How does the synchronisation work? The program has two child threads: t1 and t2. They get their work package waitingForWork and setDataRead in lines (1 and 2). setDataReady notifies - using the condition variable condVar - that it is done with the preparation of the work: condVar.notify_one()(line 3). While holding the lock, thread t1 waits for its notification: condVar.wait(lck, []{ return dataReady; })( line 4). The sender and receiver need a lock. In the case of the sender a std::lock_guard is sufficient, because it calls lock and unlock only once. In the case of the receiver, a std::unique_lock is necessary because it usually frequently locks and unlocks its mutex.

Here is the output of the program.

 conditionVariable

 

 

 

 

 

 

Maybe you are wondering: Why do you need a predicate for the wait call because you can invoke wait without a predicate? This workflow seems quite too complicated for such a simple synchronisation of threads. 

Now we are back to the missing memory and the two phenomena called lost wakeup and spurious wakeup.

Lost Wakeup and Spurious Wakeup

  • Lost wakeup: The phenomenon of the lost wakeup is that the sender sends its notification before the receiver gets to its wait state. The consequence is that the notification is lost. The C++ standard describes condition variables as a simultaneous synchronisation mechanism: "The condition_variable class is a synchronisation primitive that can be used to block a thread, or multiple threads at the same time, ...". So the notification gets lost, and the receiver is waiting and waiting and ... .
  • Spurious wakeup: It may happen that the receiver wakes up, although no notification happened. At a minimum POSIX Threads and the Windows API can be victims of these phenomena.

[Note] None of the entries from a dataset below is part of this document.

PR #635, opened 2022-10-20
Handle the underlying errors from the Horizon server connection

### LINKED ISSUE #632: StellarPaymentObserver stops processing transactions after the network interruption for extended period of time
BitSo engineering reported the payment observer stops processing transactions after running for a period of time.

**Bug Reproduction**:
1. Start the payment observer with the platform server in a virtual machine with Corretto JDK11. 
2. Stop the network of the VM.
3. Wait for 10-15 minutes
4. Restart the network

The observer will stop processing transactions with the following two scenarios.
1. Silently waiting for transactions.
2. A [SSLProtocolException](https://docs.oracle.com/en/java/javase/11/docs/api/java.base/javax/net/ssl/SSLProtocolException.html) is thrown and the observer stops processing the transactions.

**Root Cause Analysis**
In scenario 1, when the observer is silently waiting, `kill -3` was sent to the JVM process and the stack dump shows Horizon SDK and OkHttp library are in RUNNABLE state waiting for the underlying socket to receive data. In this case, we think the socket is in a zombie state and the connection should be remade.

In scenario 2, when the `SSLProtocolException` is thrown, the observer did not handle it correctly to reconnect to the Horizon server. 

**Action Items**
We will do the following three fixes and improvements.
1. Fix the observer's error handling. Upon connection failure, instead of reconnecting to the Horizon server, we will mark the server in un-healthy state to signal Kubernetes to restart the container.
2. Monitor the transaction received. If it takes to long waiting for the transaction, we will mark the observer unhealthy for restart.
3. Add proper HTTP status code to the `/health` endpoint.

lijamie98:
closes #632  

<details>

### PR Structure

  otherwise).
  packages.

### Thoroughness

</details>

### What

1. Fix the observer's error handling. Upon connection failure, instead of reconnecting to the Horizon server, we will mark the server in un-healthy state to signal Kubernetes to restart the container.
2. Monitor the transaction received. If it takes to long waiting for the transaction, we will mark the observer unhealthy for restart.
3. Add proper HTTP status code to the /health endpoint.

### Why

StellarPaymentObserver stops processing transactions after the network interruption for extended period of time

### Known limitations

N/A


lijamie98:
> not sure if this was considered but this approach of letting kubernetes handle restarting the observer increases downtime and also creates a dependency on kubernetes or some other service that can restart the observer. is there a reason why we dont want to just reconnect on connection failures?

Yes, this is considered. In release 2.0, we may define restart policy. Either to recover from error in-process, or let K8s restart the process.

reecexlm:
i agree with @stfung77 lets restart the stream if it encounters an error.  i see private void restart()  and make some attempts with expential backoff to restart it. it should be the same in 2.0 as well.

docs/resources/docker-examples/kafka/docker-compose.yaml
```diff
@@ -1,14 +1,12 @@
...
   zookeeper:
-    platform: linux/x86_64
     image: confluentinc/cp-zookeeper:latest
     environment:
       ZOOKEEPER_CLIENT_PORT: 2181
       ZOOKEEPER_TICK_TIME: 2000
 
   kafka:
-    platform: linux/x86_64
     image: confluentinc/cp-kafka:latest
```
marcelosalloum, line 10: Why did you remove this? It won't work on a machine that uses a different architecture (it won't work on my Mac M1, for instance).

platform/src/main/java/org/stellar/anchor/platform/controller/HealthController.java
```diff
@@ -16,10 +19,20 @@ public class HealthController {
...
+    HealthCheckResponse healthCheckResponse = healthCheckService.check(checks);
+
+    boolean unhealthy =
+        healthCheckResponse.getChecks().values().stream()
+            .anyMatch(result -> result.getStatus() == HealthCheckStatus.RED);
+    if (unhealthy) {
+      return new ResponseEntity<>(healthCheckResponse, HttpStatus.INTERNAL_SERVER_ERROR);
+    } else {
+      return ResponseEntity.ok(healthCheckResponse);
+    }
```
marcelosalloum, line 36: With this setup you won't be able to identify what exactly is wrong, making most of the health check classes infrastructure useless.

platform/src/main/java/org/stellar/anchor/platform/payment/observer/stellar/StellarPaymentObserver.java
```diff
@@ -40,35 +47,69 @@ public class StellarPaymentObserver implements HealthCheckable {
   /** The minimum number of results the Stellar Blockchain can return. */
   private static final int MIN_RESULTS = 1;
 
+  // If the observer had been silent for longer than MAX_SILENT_DURATION, it will be marked
```
marcelosalloum, line 50: What is MAX_SILENT_DURATION?

platform/src/main/java/org/stellar/anchor/platform/payment/observer/stellar/StellarPaymentObserver.java
```diff
@@ -40,35 +47,69 @@ public class StellarPaymentObserver implements HealthCheckable {
...
   public void start() {
-    this.stream = watch();
+    this.stream = startSSEStream();
+    this.healthy = true;
+    infoF("Starting the observer watcher");
+    watcher.scheduleAtFixedRate(
+        this::watchTransactionTimeout,
+        10,
+        SILENCE_CHECK_INTERVAL,
+        TimeUnit.SECONDS); // TODO: The period should be made configurable in version 2.x
```
marcelosalloum, line 90: Can you create an issue for that?

platform/src/main/java/org/stellar/anchor/platform/payment/observer/stellar/StellarPaymentObserver.java
```diff
@@ -324,5 +386,10 @@ class StreamHealth {
   boolean threadTerminated;
 
   boolean stopped;
+
+  @SerializedName("last_event_id")
   String lastEventId;
+
+  @SerializedName("silence_duration_seconds")
+  String silenceDurationSeconds;
```
marcelosalloum, line 394: `silenceDurationSeconds` is kinda confusing. What does silence mean?

seconds_since_last_event would be more descriptive.

platform/src/main/java/org/stellar/anchor/platform/payment/observer/stellar/StellarPaymentObserver.java
```diff
@@ -86,6 +127,44 @@ private void restart() {
...
+  void handleFailure(Optional<Throwable> exception, Optional<Integer> statusCode) {
+    // The SSEStreamer has internal errors. We will give up and let the container manager to
+    // restart.
+    Log.errorEx("stellar payment observer error: ", exception.get());
+
+    // Stop the SSEStream
+    stream.close();
+
+    // Mark the observer unhealthy
+    healthy = false;
```
marcelosalloum, line 165: We already have a function called `restart()` that pauses the streamer for some (exponential increasing) time and then restarts the streamer after that time has passed. Why don't we just call `restart()`? 

Marking the job as unhealthy in the first failure and not adding any way for the software to recover the job sounds pretty extreme.

Also, your solution relies on the assumption that k8s will detect the unhealthy state and restart the pod, which may not happen depending on the setup.

Also, restarting the pods would make the whole AP unavailable for 2 whole minutes, in case the observer and the sep-server are launched together and there's only a single pod. I feel like this solution will add new problems and would require a very specific deployment setup to work. It can cause more harm than good.

platform/src/main/java/org/stellar/anchor/platform/payment/observer/stellar/StellarPaymentObserver.java
```diff
@@ -40,35 +47,69 @@ public class StellarPaymentObserver implements HealthCheckable {
...
+    if (lastActivityTime != null) {
+      Duration silenceDuration = Duration.between(lastActivityTime, now);
+      debugF("The observer had been silent for {} seconds", silenceDuration.getSeconds());
+      if (silenceDuration.getSeconds() > MAX_SILENT_TIMEOUT) {
+        infoF(
+            "The observer had been silent for {} seconds. Marking it unhealthy",
+            silenceDuration.getSeconds());
+        this.healthy = false;
+      }
+    }
```
marcelosalloum, line 104: Have you explored the `onClosed` listener? That could give you a simpler and more reliable way to identify that a connection has been closed, so you can restart it.

marcelosalloum (commented):
Killing the observer forever on the first failure sounds like a problematic design that could cause more harm than good. I'd explore ways to restart the service from the software, rather than giving up on the streamer and relying on k8s orchestration.

We already have a `restart()` method and the streamer can make use of `onFailure`, `onClosed`, and `onOpen` to identify if the streamer is active or if it needs to be (re)started.

platform/src/main/java/org/stellar/anchor/platform/controller/HealthController.java
lijamie98: Good to see you here, Marcelo!

This only marks the failure of the health check. The detail/reason of the failure is still in the JSON response.

docs/resources/docker-examples/kafka/docker-compose.yaml
lijamie98: `platform` is only defined after `2.4`. The number is now increased from 2 to 2.4.

platform/src/main/java/org/stellar/anchor/platform/payment/observer/stellar/StellarPaymentObserver.java
lijamie98: renamed

reecexlm (approved):
LGTM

To become not the victim of this two issues, you have to use an additional predicate as memory; or as the rule state it an additional condition. If you don't believe it, here is the wait workflow.

The wait workflow 

In the initial processing of wait, the thread locks the mutex and then checks the predicate []{ return dataReady; }.

  • If the call of the predicated evaluates to
    • true: the thread continues its work.
    • false: condVar.wait() unlocks the mutex and puts the thread in a waiting (blocking) state

If the condition_variable condVar is in the waiting state and gets a notification or a spurious wakeup the following steps happen.

  • The thread is unblocked and will reacquire the lock on the mutex. 
  • The thread checks the predicate.
  • If the call of the predicated evaluates to
    • true: the thread continues its work.
    • false: condVar.wait() unlocks the mutex and puts the thread in a waiting (blocking) state.

Complicated! Right? Don't you believe me?

Without a predicate

What will happen if I remove the predicate from the last example?  

// conditionVariableWithoutPredicate.cpp

#include <condition_variable>
#include <iostream>
#include <thread>

std::mutex mutex_;
std::condition_variable condVar;

void waitingForWork(){
    std::cout << "Waiting " << std::endl;
    std::unique_lock<std::mutex> lck(mutex_);
    condVar.wait(lck);                       // (1)
    std::cout << "Running " << std::endl;
}

void setDataReady(){
    std::cout << "Data prepared" << std::endl;
    condVar.notify_one();                   // (2)
}

int main(){
    
  std::cout << std::endl;

  std::thread t1(waitingForWork);
  std::thread t2(setDataReady);

  t1.join();
  t2.join();
  
  std::cout << std::endl;
  
}

 

Now, the wait call in line (1) does not use a predicate and the synchronisation looks quite easy. Sad to say, but the program has now a race condition which you can see in the very first execution. The screenshot shows the deadlock.

conditionVariableWithoutPredicate

 

The sender sends in line (1)  (condVar.notify_one()) its notification before the receiver is capable to receive it; therefore, the receiver will sleep forever. 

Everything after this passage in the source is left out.